The Structural Basis of Indisulam-Mediated Recruitment of RBM39 to the DCAF15-DDB1-DDA1 E3 Ligase Complex

• Published in: bioRxiv
• Main Authors: Bussiere, Dirksen E, Xie, Lili, Shu, Wei, Honnappa Srinivas, Burke, Ashley, Be, Celine, Zhao, Junping, Godbole, Adarsh, King, Dan, Karki, Rajeshri G, Hornak, Viktor, Xu, Fangmin, Cobb, Jennifer, Carte, Nathalie, Frank, Andreas O, Frommlet, Alexandra, Graff, Patrick, Knapp, Mark, Aleem Fazal, Okram, Barun, Jiang, Songchun, Pierre-Yves Michellys, Beckwith, Rohan, Voshol, Hans, Wiesmann, Christian, Solomon, Jonathan, Paulk, Joshiawa
• Format: Paper
• Language: English
• Published: Cold Spring Harbor Cold Spring Harbor Laboratory Press 16.08.2019
• Subjects: Cell proliferation; mRNA; Proteasomes; Protein structure; Splicing factors; Ubiquitin-protein ligase; Ubiquitination
• DOI: 10.1101/737510

The anti-cancer agent Indisulam inhibits cell proliferation by causing degradation of RBM39, an essential mRNA splicing factor. Indisulam promotes an interaction between RBM39 and the DCAF15 E3 ligase substrate receptor leading to RBM39 ubiquitination and proteasome-mediated degradation.
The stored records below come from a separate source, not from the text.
Issue #373, opened 2019-09-08
Option for not storing stdout/stderr in container.execute


weichweich:
If you execute a command inside a container using [Container.execute](https://github.com/lxc/pylxd/blob/master/pylxd/models/container.py#L353) all output of the command is stored in a list. If the command produces to much output or is long running this becomes a memory issue.

An option to not store all output would be nice.

ajkavanagh:
This is fixed by #374.

PR #374, opened 2019-09-08
option to not store command stdout/stderr

weichweich:
this would fix issue #373

### DIFF
--- a/integration/test_containers.py
+++ b/integration/test_containers.py
@@ -155,6 +155,21 @@ class TestContainer(IntegrationTestCase):
         self.assertEqual('test\n', result.stdout)
         self.assertEqual('', result.stderr)
 
+    def test_execute_no_buffer(self):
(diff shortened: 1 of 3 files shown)


ajkavanagh:
Thanks for the patch.

However, I think there is a missed opportunity here, to drop buffering if a handler for that stream is supplied.  Then there wouldn't need to be an extra `store` parameter.

This would mean that to disable buffering (and through it away), you call `execute()` with:

```python
container.execute(..., stdout_handler=lambda _: None)
```

This would stop buffering (i.e. the `data` property would be empty) and the lambda function would just drop the data.

Also, the coverage is down as the if statements added don't have coverage; the tests would need to be altered to include them as well, please.

Thanks.

weichweich:
Hi, the idea to only buffer output if no handler is given sounds great. I implemented this version and added some tests.

PR #378, opened 2019-10-17
added image creation from public lxd server

felix-engelmann:
There is an option to pull public images from existing lxd instances, similar to simplestream.


pylxd/models/image.py
```diff
@@ -156,6 +156,32 @@ def create_from_simplestreams(cls, client, server, alias,
 
         return client.images.get(op.metadata['fingerprint'])
 
+    @classmethod
+    def create_from_image(cls, client, server, fingerprint=None, alias=None,
+                          public=False, auto_update=False, secret=None,
+                          certificate=None):
+        """Copy an image from remote lxd."""
```
ajkavanagh: Please could we have a docstring comments for the params types.  e.g.

    :param client:  the pylxd client
    :type client: pylxd.Client
    :param server: ...
    :type server: str
    ...etc.

ajkavanagh:
This is great; unfortunately, I can't merge it yet, as due to an unrelated issue, it won't pass its integration tests.  See #379 for more details.  When that's sorted, we can rebase this, and then get it merged.

PR #294, opened 2018-04-02
Update containers.rst

ilyakimavets:
Add set up config in creating container. And fix mistake in container save method

PR #384, opened 2020-02-17
Fix markdown in containers.rst

mkowalski:


mkowalski:
https://github.com/lxc/pylxd/pull/294 seems to be abandoned

ajkavanagh:
> #294 seems to be abandoned

Yes, it does, doesn't it.  I will do something about it.  Thanks for the patch!

PR #1540, opened 2020-01-10
Implment new icon, update dashboard/tunnel sidenav

### LINKED ISSUE #1175: Update SVG icons for accessibility
update `<title>` and `<desc>` tags into SVG files for accessibility

### LINKED ISSUE #1444: put proper icons on the layout

Mussuranae:
Implement new icons, update dashboard sidenav, update tunnel layout icon
Fix #1444 
Fix #1175


styles/components/bf-icon.scss
```diff
@@ -0,0 +1,11 @@
+@mixin bf-icon-theme($theme) {
+  $primary: map-get($theme, primary);
+  $accent: map-get($theme, accent);
+  $warn: map-get($theme, warn);
+
+  .primary-icon {
```
GrandSchtroumpf: Best would be : 
```scss
.mat-icon {
  &[color="primary"] {
    fill: mat-color($primary, 500);
  }
  &[color="accent"] {
    fill: mat-color($accent, 500);
  }
  ...
}
```
Like that you can do : `<mat-icon color="primary">`

GrandSchtroumpf: The only risk with that is that we might think it's part of Angular material ...

PR #1541, opened 2020-01-10
Issue#1506 contract service and guards

ioaNikas:
- [x] Moved some functions out of ContractService.
- [x] Created some new guards to load the data
- Organization's Contract guard
- Active Contract guard
- Movies from Contract guard


libs/contract/src/lib/+state/contract.service.ts
```diff
@@ -163,10 +181,63 @@ export class ContractService extends CollectionService<ContractState> {
...
+      return false;
+    }
+    const licensees = contract.parties.filter(p => p.party.role === getCodeIfExists('LEGAL_ROLES', 'licensee'))
+    const licensors = contract.parties.filter(p => p.party.role === getCodeIfExists('LEGAL_ROLES', 'licensor'))
+
+    if (!licensees.length || !licensors.length) {
+      return false;
+    }
+
+    for (const licensee of licensees) {
```
GrandSchtroumpf: A small comment above this block of code would be nice :)

libs/contract/src/lib/+state/contract.service.ts
```diff
@@ -163,10 +181,63 @@ export class ContractService extends CollectionService<ContractState> {
...
+      if (licensee.party.orgId === undefined) {
```
GrandSchtroumpf: Why not doing ` if (!licensee.party.orgId)` you want to keep it if it's empty string or null ?

libs/contract/src/lib/+state/contract.service.ts
```diff
@@ -163,10 +181,63 @@ export class ContractService extends CollectionService<ContractState> {
...
+        delete licensee.party.orgId
```
GrandSchtroumpf: It doesn't make sense to delete something that is already undefined. I think you really want to do `if (!licensee.party.orgId)`

libs/contract/src/lib/+state/contract.service.ts
```diff
@@ -163,10 +181,63 @@ export class ContractService extends CollectionService<ContractState> {
...
+      }
+      if (typeof licensee.party.showName !== 'boolean') {
+        return false;
+      }
+    }
+
+    for (const licensor of licensors) {
+      if (licensor.party.orgId === undefined) {
```
GrandSchtroumpf: Same as above

libs/contract/src/lib/+state/contract.service.ts
```diff
@@ -163,10 +181,63 @@ export class ContractService extends CollectionService<ContractState> {
...
+        delete licensor.party.orgId
+      }
+      if (typeof licensor.party.showName !== 'boolean') {
+        return false;
+      }
+    }
+
+    // Other contract validation steps goes here
+    // ...
```
GrandSchtroumpf: Maybe a todo ?

libs/contract/src/lib/+state/contract.service.ts
```diff
@@ -163,10 +181,63 @@ export class ContractService extends CollectionService<ContractState> {
...
+   * @param contract
+   */
+  public validateContract(contract: Contract): boolean {
+
+    // First, contract must have at least a licensee and a licensor
+
+    if (contract.parties.length < 2) {
+      return false;
+    }
+    const licensees = contract.parties.filter(p => p.party.role === getCodeIfExists('LEGAL_ROLES', 'licensee'))
```
GrandSchtroumpf: Why not using the `getContractParties` method defined below ?

ioaNikas: `getContractParties` getting all parties without looking at their role. Here we only need licensees and licensors. The `LEGAL_ROLES` static model has more than those two roles in it.

If we cannot have another roles than licensee and licensor as parties in contract, then the function and its content doesn't match and we need to be more precise. Gonna ask @phpgeekfr for this one.

libs/contract/src/lib/+state/contract.service.ts
ioaNikas: Since `orgId` can be undefined in some case, we must check it and delete it if so because firebase doesn't accept undefined values.

libs/contract/src/lib/+state/contract.service.ts
ioaNikas: See above

libs/contract/src/lib/+state/contract.service.ts
ioaNikas: See above

libs/contract/src/lib/+state/contract.service.ts
GrandSchtroumpf: But..... If you delete a value then it's `undefined`. It doesn't make sense AT ALL.

GrandSchtroumpf: But..... If you delete a value then it's undefined. It doesn't make sense AT ALL.

phpgeekfr: when you delete a value from an object it"s indeed undefined if you ask it but
```
{
a : 'test',
b : undefined
} 
``` 
is different from (for firebase) :
```
{
a : 'test',
}
 ```

GrandSchtroumpf: Wtf.... How is it possible ? 
And most important, how do you end up with `{ a : 'test', b : undefined }` ?
You should never do `obj[key] = undefined`.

To delineate the precise mechanism by which Indisulam mediates DCAF15-RBM39 interaction, we solved the DCAF15-DDB1-DDA1-Indisulam-RBM39(RRM2) complex structure to 2.3 Angstroms. DCAF15 has a novel topology which embraces the RBM39(RRM2) domain largely via nonpolar interactions, and Indisulam binds between DCAF15 and RBM39(RRM2) and coordinates additional interactions between the two proteins. Studies with RBM39 point mutants and Indisulam analogs validated the structural model and defined the RBM39 alpha-helical degron motif. The degron is found only in RBM23 and RBM39 and only these proteins were detectably downregulated in Indisulam-treated HCT116 cells. This work further explains how Indisulam induces RBM39 degradation and defines the challenge of harnessing DCAF15 to degrade novel targets.